# Homomorphic Image of R-Module is R-Module

## Theorem

Let $\struct {R, +_R, \times_R}$ be a ring.

Let $\struct {G, +_G, \circ_G}_R$ be an $R$-module.

Let $\struct {H, +_H, \circ_H}_R$ be an $R$-algebraic structure.

Let $\phi: G \to H$ be a homomorphism.

Then the homomorphic image of $\phi$ is an $R$-module.

## Proof

Let us write $\phi \sqbrk G$ to denote the homomorphic image of $\phi$.

From Image of Group Homomorphism is Subgroup, $\phi \sqbrk G$ is a subgroup of $\struct {H, +_H}$.

For any $\map \phi g$ and $\map \phi {g'}$ in $\phi \sqbrk G$, we have:

 $\ds \map \phi g +_H \map \phi {g'}$ $=$ $\ds \map \phi {g +_G g'}$ $\phi$ is a homomorphism $\ds$ $=$ $\ds \map \phi {g' +_G g'}$ $\struct {G, +_G}$ is an abelian group $\ds$ $=$ $\ds \map \phi {g'} +_H \map \phi g$ $\phi$ is a homomorphism

hence $\phi \sqbrk G$ is an abelian group.
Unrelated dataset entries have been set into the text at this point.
PR #1767, opened 2022-01-27
fix expandable calendar custom styling

timhubert:
For custom styling as in the other components

### DIFF
--- a/src/expandableCalendar/style.ts
+++ b/src/expandableCalendar/style.ts
@@ -173,6 +173,7 @@ export default function styleConstructor(theme: Theme = {}) {
       marginLeft: appStyle.todayButtonPosition === 'right' ? 7 : undefined,
       marginRight: appStyle.todayButtonPosition === 'right' ? undefined : 7
     },
-    ...(theme?.stylesheet?.expandable?.main || {})
+    // @ts-expect-error
+    ...(theme['stylesheet.expandable.main'] || {})
   });
 }


Inbal-Tish:
@timhubert Hi. Thank you for the PR. Can you please explain why the other usage is not working and add a code snippet? I want to understand what is the reason for the code change.

timhubert:
Hi @Inbal-Tish, the override works, but the form of how to override is different for this one component as it is for the other components.

E.g. In the other components and and according to [documentation](https://github.com/wix/react-native-calendars#advanced-styling):
```...(theme['stylesheet.day.basic'] || {})```
Stylesheet:
```'stylesheet.day.basic': { text: { ... } }```


Only this one component
`...(theme?.stylesheet?.expandable?.main || {})`
Stylesheet:
```stylesheet: { expandable: { main: { text: { ... } } } }```

It's not a big deal, but it's annoying.

Inbal-Tish:
@timhubert Hi. When you use this style in the demo screen and run `npm run build:dev`, do you get a ts error?

timhubert:
@Inbal-Tish No, I don't. Because of `// @ts-expect-error` (is exactly the same as in the other components)

Inbal-Tish:
@timhubert Hi. I understand the usage is different here and it shouldn't, but this is a breaking change so I can't remove the old usage. We can keep both until the next major version...

Seamus1989:
I want to override the day container - how do I do this? It flexes but II want to control its height and width which that the days in the calendar have no spacing between them?

Inbal-Tish:
@Seamus1989 Hi. Add a screenshot with your design and we'll try to assist.

PR #1772, opened 2022-01-31
Remove comments from old PropTypes

Inbal-Tish:
1) Remove comments from old propTypes for cleaner code.
2) Use 'sameMonth' instead of string compare.
3) Use 'getDefaultLocal'.
4) Move 'isPastDate' to dateutils.
5) Optional params in 'sameDate', 'sameMonth' and 'parseDate'.

### DIFF
--- a/src/agenda/index.tsx
+++ b/src/agenda/index.tsx
@@ -32,10 +32,6 @@ const HEADER_HEIGHT = 104;
 const KNOB_HEIGHT = 24;
 
 export type AgendaProps = CalendarListProps & ReservationListProps & {
-  /** the list of items that have to be displayed in agenda. If you want to render item as empty date
-   the value of date key has to be an empty array []. If there exists no value for date key it is
-   considered that the date in question is not yet loaded */
-  items?: AgendaSchedule;
   /** callback that gets called when items for a certain month should be loaded (month became visible) */
   loadItemsForMonth?: (data: DateData) => void;
   /** callback that fires when the calendar is opened or closed */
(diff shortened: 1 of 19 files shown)


src/calendar/header/index.tsx
```diff
@@ -30,12 +30,17 @@ import styleConstructor from './style';
 import {Theme, Direction} from '../../types';
 
 export interface CalendarHeaderProps {
+  month?: XDate;
```
lidord-wix, line 33: Should be replaced by string as well?

src/calendar/index.tsx
```diff
@@ -26,8 +26,6 @@ type MarkedDatesType = {
 };
 
 export interface CalendarProps extends CalendarHeaderProps, DayProps {
-  /** Specify theme properties to override specific styles for calendar parts */
-  theme?: Theme;
```
lidord-wix, line 30: Is it safe to remove all these props?

lidord-wix (commented):
Looks good!
I wrote few comments to make sure we don't break anything :)

src/agenda/index.tsx
```diff
@@ -32,10 +31,6 @@ const HEADER_HEIGHT = 104;
 const KNOB_HEIGHT = 24;
 
 export type AgendaProps = CalendarListProps & ReservationListProps & {
-  /** the list of items that have to be displayed in agenda. If you want to render item as empty date
-   the value of date key has to be an empty array []. If there exists no value for date key it is
-   considered that the date in question is not yet loaded */
-  items?: AgendaSchedule;
```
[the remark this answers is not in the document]
Inbal-Tish: Agenda get this prop from `ReservationListProps`. I don't see the need for the duplication

src/calendar/header/index.tsx
Inbal-Tish: It should be a private prop... We'll need to sort all these props issues in V2, it's currently a big mess

src/calendar/index.tsx
Inbal-Tish: They are header props, but I'll put them back and we'll sort these props issues in another occasion

Inbal-Tish: Done

src/agenda/index.tsx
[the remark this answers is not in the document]
Inbal-Tish: Done

lidord-wix (approved):

PR #1782, opened 2022-02-07
Fix tsc --isolatedModules error

ktalartukano:


Inbal-Tish:
@ktalartukano Thank you for the PR. I just merged a similar PR. The fix will be included in the next release. Thanks!!!

PR #1790, opened 2022-02-14
CalendarListItem inside TouchableOpacity

BernardoQuina:
CalendarListItem inside TouchableOpacity to prevent unreliable/janky scrolling when CalendarList is inside a scrollView or a swipeable modal.

This makes it way smoother for my use case.

Alternatively, would be great to have a prop that allowed to opt in for this.

### DIFF
--- a/package.json
+++ b/package.json
@@ -38,6 +38,7 @@
     "memoize-one": "^5.2.1",
     "prop-types": "^15.5.10",
     "react-native-swipe-gestures": "^1.0.5",
+    "react-native-gesture-handler": "~2.1.0",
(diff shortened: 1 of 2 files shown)


BernardoQuina:
Also changed the FlatList import to use 'react-native-gesture-handler'. Now works super smooth both on ios and android when nested in other scrollable content.

Inbal-Tish:
@BernardoQuina Hi. Can you please elaborate on the issue you're trying to fix in this PR. A video with the existing vs the new feature will be very helpful. Thanks!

Now we can turn to showing that $\phi \sqbrk G$ is an $R$-module.

To do this, we take the module axioms in turn.

### Module Axiom $\text M 1$: Distributivity over Module Addition

It is to be shown that for all $\lambda \in R$ and $\map \phi g, \map \phi {g'} \in \phi \sqbrk G$:

$\lambda \circ_H \paren {\map \phi g +_H \map \phi {g'} } = \paren {\lambda \circ_H \map \phi g} +_H \paren {\lambda \circ_H \map \phi {g'} }$

Compute, using that $\phi$ is a homomorphism repetitively:

 $\ds \lambda \circ_H \paren {\map \phi g +_H \map \phi {g'} }$ $=$ $\ds \lambda \circ_H \map \phi {g +_G g'}$ $\ds$ $=$ $\ds \map \phi {\lambda \circ_G \paren {g +_G} }$ $\ds$ $=$ $\ds \map \phi {\paren {\lambda \circ_G g} +_G \paren {\lambda \circ_G g'} }$ $G$ is an $R$-module $\ds$ $=$ $\ds \map \phi {\lambda \circ_G g} +_H \map \phi {\lambda \circ_G g'}$ $\ds$ $=$ $\ds \paren {\lambda \circ_H \map \phi g} +_H \paren {\lambda \circ_H \map \phi {g'} }$

$\Box$

### Module Axiom $\text M 2$: Distributivity over Scalar Addition

It is to be shown that for all $\lambda, \mu \in R$ and $\map \phi g \in \phi \sqbrk G$:

$\paren {\lambda +_R \mu} \circ_H \map \phi g = \paren {\lambda \circ_H \map \phi g} +_H \paren {\mu \circ_H \map \phi g}$

Compute, using that $\phi$ is a homomorphism repetitively:

 $\ds \paren {\lambda +_R \mu} \circ_H \map \phi g$ $=$ $\ds \map \phi {\paren {\lambda +_R \mu} \circ_G g}$ $\ds$ $=$ $\ds \map \phi {\paren {\lambda \circ_G g} +_G \paren {\mu \circ_G g} }$ $G$ is an $R$-module $\ds$ $=$ $\ds \map \phi {\lambda \circ_G g} +_H \map \phi {\mu \circ_G g}$ $\ds$ $=$ $\ds \paren {\lambda \circ_H \map \phi g} +_H \paren {\mu \circ_H \map \phi g}$

$\Box$

### Module Axiom $\text M 3$: Associativity

It is to be shown that for all $\lambda, \mu \in R$ and $\map \phi g \in \phi \sqbrk G$:

$\paren {\lambda \times_R \mu} \circ_H \map \phi g = \lambda \circ_H \paren {\mu \circ_H \map \phi g}$

Compute, using that $\phi$ is a homomorphism repetitively:

 $\ds \paren {\lambda \times_R \mu} \circ_H \map \phi g$ $=$ $\ds \map \phi {\paren {\lambda \times_R \mu} \circ_G g}$ $\ds$ $=$ $\ds \map \phi {\lambda \circ_G \paren {\mu \circ_G g} }$ $G$ is an $R$-module $\ds$ $=$ $\ds \lambda \circ_H \map \phi {\mu \circ_G g}$ $\ds$ $=$ $\ds \lambda \circ_H \paren {\mu \circ_H \map \phi g}$

$\Box$

Having verified that $\phi \sqbrk G$ satisfies the three module axioms, we conclude it is an $R$-module.

$\blacksquare$